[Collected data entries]
=== Section Start ===

PR #194, opened 2024-03-28
schema-creation: enable customized type mapping

ZhouXing19:
User now can specify a overriding type mapping via `--type-map-file` for `molt fetch` for schema creation. It determines the type mapping for a specific column of a specific table, and override the default mapping.

Release note: enable customized type mapping for schema creation with `--type-map-file`.


cmd/fetch/fetch.go
```diff
@@ -368,6 +368,42 @@ or as an automated job. If not set, prompts user for confirmation before perform
 		),
 	)
 
+	cmd.PersistentFlags().StringVar(&cfg.CustomizedTypeMapPath, "type-map-file", "",
```
ryanluu12345, line 371: This set of changes is very exciting! Feature parity with DMS!

fetch/schema_creation.go
```diff
@@ -42,8 +44,14 @@ func (cs columnsWithType) CRDBCreateTableStmt(logger zerolog.Logger) (string, er
 	// pk. If there are more than one pks, we need to create a pk constraint
 	// that group all the selected columns, thus result in different syntax.
 	includePkForEachCol := len(pkList) <= 1
+
 	for _, col := range cs {
-		colDef, err := col.CRDBColDef(includePkForEachCol, logger)
+		mappingRule := overridingTypeMap["*"]
```
ryanluu12345, line 49: Is there any way that the entry for `*` is invalid and we error or panic here?

fetch/schema_creation.go
```diff
@@ -102,27 +110,41 @@ func (t *columnWithType) CRDBColDef(
...
-						t.dataType,
-						t.tableName,
-						t.columnName,
-						sc.ShortDescription,
-					)
-					logger.Err(err)
-					return nil, err
+		// Prioritize the overriding rules for type mapping.
+		if overrideTypeMap != nil {
+			logger.Debug().Msgf("received overlapping map rule for column %s.%s: %s", t.tableName, t.columnName, overrideTypeMap.String())
```
ryanluu12345, line 115: I wonder if this is worthwhile to log out in `INFO` mode since this mapping logging only happens once on setup and contains essential information about what is being mapped.

utils/typeconv/testdata/mapping.ddt
```diff
@@ -0,0 +1,204 @@
+type-mapping
```
ryanluu12345, line 1: I like these datadriven tests because it shows exactly how the mapping will look in the Go struct itself.

utils/typeconv/pg.go
```diff
@@ -0,0 +1,74 @@
+package typeconv
```
ryanluu12345, line 1: I'm wondering why you have a `pg` specific file for these helpers. Does MySQL not need these equivalent methods? I'd imagine there'd be more discrepancy with scale/precision of certain types in another dialect.

.github/e2esampledata/manytypet.csv
```diff
@@ -0,0 +1,187 @@
+id,name,age,height,is_active,birthdate,registration_timestamp,profile_picture,bio,favorite_colors,credit_card_number,email_address,weight,last_login_ip,membership_status,review_ratings,expiry_date
```
Jeremyyang920, line 1: Is there a typo for this file name? manytypes.csv?

fetch/schema_creation.go
ZhouXing19: This should not error as in golang, a map retrieval yields a zero value when the key is not present.

See also https://go.dev/play/p/--RODteJKte

fetch/fetch.go
```diff
@@ -127,6 +128,9 @@ func Fetch(
 	}
 
 	if !cfg.DropAndRecreateNewSchema {
+		if cfg.CustomizedTypeMapPath != "" {
+			logger.Warn().Msgf("not in drop-on-target-and-recreate mode, ignoring customized type mapping")
```
Jeremyyang920, line 132: Hmm. Do we wan't to do this though? What if someone created the schema on their end manually but still want the type map.

fetch/schema_creation.go
```diff
@@ -102,27 +110,41 @@ func (t *columnWithType) CRDBColDef(
...
+			if !strings.EqualFold(t.dataType, overrideTypeMap.SourceType()) {
+				logger.Warn().Msgf("the original type of column %s is %s, while overriding map has source type %s, so igoring the overriding map", t.columnName, t.dataType, overrideTypeMap.SourceType())
+			} else {
+				colType = overrideTypeMap.CRDBType()
+				logger.Info().Msgf("use customized mapping for column %s.%s: %s -> %s", t.tableName, t.columnName, t.dataType, colType.SQLString())
+			}
+		}
+
+		if colType == nil {
+			if t.mysqlMeta == nil {
```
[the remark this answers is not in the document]
ZhouXing19: Yes I meant to do it in another PR so that this one won't be too large.

utils/typeconv/testdata/mapping.ddt
```diff
@@ -0,0 +1,204 @@
...
+        "crdb-type": "string"
+      }
+    ]
+  }
+]
+----
+cannot get the crdb type for "dota": cannot assert the type "dota" as *types.T on crdb
+
+
+type-mapping expect-error
```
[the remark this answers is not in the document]
ZhouXing19: Good point, added.

fetch/fetch.go
ZhouXing19: Oh, i thought the customized mapping is just for schema creation. But in what case would a user want to have a type map if not used for schema creation? For verify? We already allow-listed quite a few comparison between by-default-incomparable types, so without a type map, verify should works for those types.

verify/tableverify/tableverify.go
```diff
@@ -316,5 +316,29 @@ func allowableTypes(a oid.Oid, b oid.Oid) bool {
 	if a == oid.T_int2 && b == oid.T_bool {
 		return true
 	}
+	if a == oid.T_uuid && b == oid.T_varchar {
```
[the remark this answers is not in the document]
ZhouXing19: Added comparison in `verifyRows()` now. Also added test for `json <> text` comparison for verify.

ZhouXing19:
The majority of test of this PR can be found in `e2e/testdata/pg/type_override.ddt`. The type conversion for datums is also taken care of for verify. You may want to check the result of `verify ____` command in this file, they all showed `num_sucess=<all rows>` with no mismatches.

e2e/testdata/pg/mapping/empty.json
```diff
@@ -0,0 +1,4 @@
+[{"table": "manytypes",
```
Jeremyyang920, line 1: Is our json structure defined as array of json?
Also can we format the json files with like a prettyJson so the levels are indented correctly.

fetch/fetch.go
Jeremyyang920: I think im more so thinking of the case, they don't use schema creation and manually did create table which could still happen but they want the type mapping to exist still so we dont say mismatching column.

verify/tableverify/tableverify.go
```diff
@@ -316,5 +317,29 @@ func allowableTypes(a oid.Oid, b oid.Oid) bool {
...
+	}
+	if a == oid.T_text && b == oid.T_jsonb {
+		return true
+	}
+	if a == oid.T_inet && b == oid.T_text {
+		return true
+	}
+	if a == oid.T_text && b == oid.T_inet {
+		return true
+	}
```
Jeremyyang920, line 343: Does this mean that if we ever get a new type override that doesnt exist, we will have to add it here?

cmd/fetch/fetch.go
```diff
@@ -386,7 +386,13 @@ or as an automated job. If not set, prompts user for confirmation before perform
 		),
 	)
 
-	for _, hidden := range []string{testOnlyFlagStr, "allow-cockroach-replication"} {
+	cmd.PersistentFlags().StringVar(&cfg.CustomizedTypeMapPath, "type-map-file", "",
```
ryanluu12345, line 389: By any chance, do you have the contents of an example file you can include as markdown in the README? I think it's worth documenting this feature in the README.

fetch/fetch.go
ryanluu12345: Yeah, I agree with the use case Jeremy is pointing out. Imagine, they already used something like SCT or a schema tool and then manually drop constraints. Then they'll have source and target definitions that may or may not match 1:1, but they want to be able to treat it as the new types on their target.

ryanluu12345: Another consideration here: are we supporting dropped or ignored columns in the future? If for example the target no longer has columns the customer wants from the source.

fetch/fetch_test.go
```diff
@@ -128,7 +136,7 @@ func TestDataDriven(t *testing.T) {
 
 							for _, missingTable := range missingTables {
 								srcConn := conns[0]
-								stmt, err := GetCreateTableStmt(ctx, logger, srcConn, missingTable.DBTable)
+								stmt, err := GetCreateTableStmt(ctx, logger, srcConn, missingTable.DBTable, "")
```
ryanluu12345, line 139: Nit: comment what the `""` is.

pgconv/datum_converter.go
```diff
@@ -106,6 +108,16 @@ func ConvertRowValue(typMap *pgtype.Map, val any, typOID oid.Oid) (tree.Datum, e
 	case oid.T_timetz: // does not exist in pgtype.
 		d, _, err := tree.ParseDTimeTZ(parsectx.ParseContext, val.(string), time.Microsecond)
 		return d, err
+	case pgtype.InetOID:
```
ryanluu12345, line 111: Can we keep a running list somewhere of which mappings we support? Since people right now don't know what a source type can be mapped to. That way, @taroface can make documentation that documents it in a tabular format like: https://www.convert-in.com/docs/mss2pgs/types-mapping.htm

verify/tableverify/tableverify.go
ryanluu12345: Yes, this is what we had to do for STRING to UUID and INT to BOOL. We need to update this and `datum_converter` files too.

ryanluu12345: This part ungates a conversion, otherwise they won't be able to be converted using the datum converter.

ryanluu12345 (commented):
Overall, looks pretty solid with a couple clarification and nits. I think a lot of the follow up here is properly documenting the behavior.

e2e/testdata/pg/mapping/empty.json
ryanluu12345: You can install a formatter or have it run as a CLI invoked by `make`

fetch/schema_creation.go
```diff
@@ -102,27 +110,41 @@ func (t *columnWithType) CRDBColDef(
...
+				// If this is from a PG source.
+				colType = crdbtypes.OidToType[t.typeOid]
+			} else {
+				// If this is from a MySQL source.
+				colType, scs = t.mysqlMeta.ToDefaultCRDBType(t.dataType, t.columnName)
+				for _, sc := range scs {
+					if sc.Blocking {
```
ryanluu12345, line 132: Why do we have a `Blocking` field here? What does this tell us? Like a blocking translation error?

fetch/fetch.go
ZhouXing19: Do you mean only migrate a subset of columns of a table? We don't support that at this moment but DMS does. Can be a TODO

ryanluu12345: Yes, exactly that

cmd/fetch/fetch.go
ZhouXing19: Done, see `Customized Type Mapping` in the readme.

fetch/schema_creation.go
ZhouXing19: The `Blocking` field is for the severity of an error. A not-blocking error will just show in the log but not halt the whole fetch process. This is to follow [the convention of SCT](https://github.com/cockroachlabs/managed-service/blob/d89dff17e119f188d2b863cce0b4471450eb86f6/migration/internal/mysql/types.go#L39).

pgconv/datum_converter.go
ZhouXing19: Tracking in https://cockroachlabs.atlassian.net/browse/CC-28108

verify/tableverify/tableverify.go
ZhouXing19: Yes.

Jeremyyang920 (approved):
Overall the changes lgtm. Just a few minor nits.

utils/typeconv/map_override.go
```diff
@@ -0,0 +1,219 @@
...
+}
+
+func getTypeFromName(typ string) (*types.T, error) {
+	stmt, err := parser.Parse(fmt.Sprintf("SELECT 1::%s", typ))
+	if err != nil {
+		return nil, err
+	}
+
+	ast := stmt[0].AST.(*tree.Select)
+	selectCaluse := ast.Select.(*tree.SelectClause)
```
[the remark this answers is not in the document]
ZhouXing19: Added assertion.

fetch/schema_creation.go
```diff
@@ -102,27 +113,41 @@ func (t *columnWithType) CRDBColDef(
...
-						t.columnName,
-						sc.ShortDescription,
-					)
-					logger.Err(err)
-					return nil, err
+		// Prioritize the overriding rules for type mapping.
+		if overrideTypeMap != nil {
+			logger.Info().Msgf("received overlapping map rule for column %s.%s: %s", t.tableName, t.columnName, overrideTypeMap.String())
+			if !strings.EqualFold(t.dataType, overrideTypeMap.SourceType()) {
+				logger.Warn().Msgf("the original type of column %s is %s, while overriding map has source type %s, so igoring the overriding map", t.columnName, t.dataType, overrideTypeMap.SourceType())
```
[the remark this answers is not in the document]
ZhouXing19: Hmm, I think we should only force the mapping if the original type matches the overriding rules. 
Say the original type for column `a` is bool, and the overriding rule is `a : int -> string`, I think we should ignore it.
It's also a simpler logic to apply `*: int -> string`. In this case, since `a` is not of `int` type, it won't be affected by this overriding rule.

=== Section End ===

- _TASK_:
For each line above that includes the word "includePkForEachCol", make a copy of that line.

- _ANSWER TO THE PROBLEM_:
 	includePkForEachCol := len(pkList) <= 1
-		colDef, err := col.CRDBColDef(includePkForEachCol, logger)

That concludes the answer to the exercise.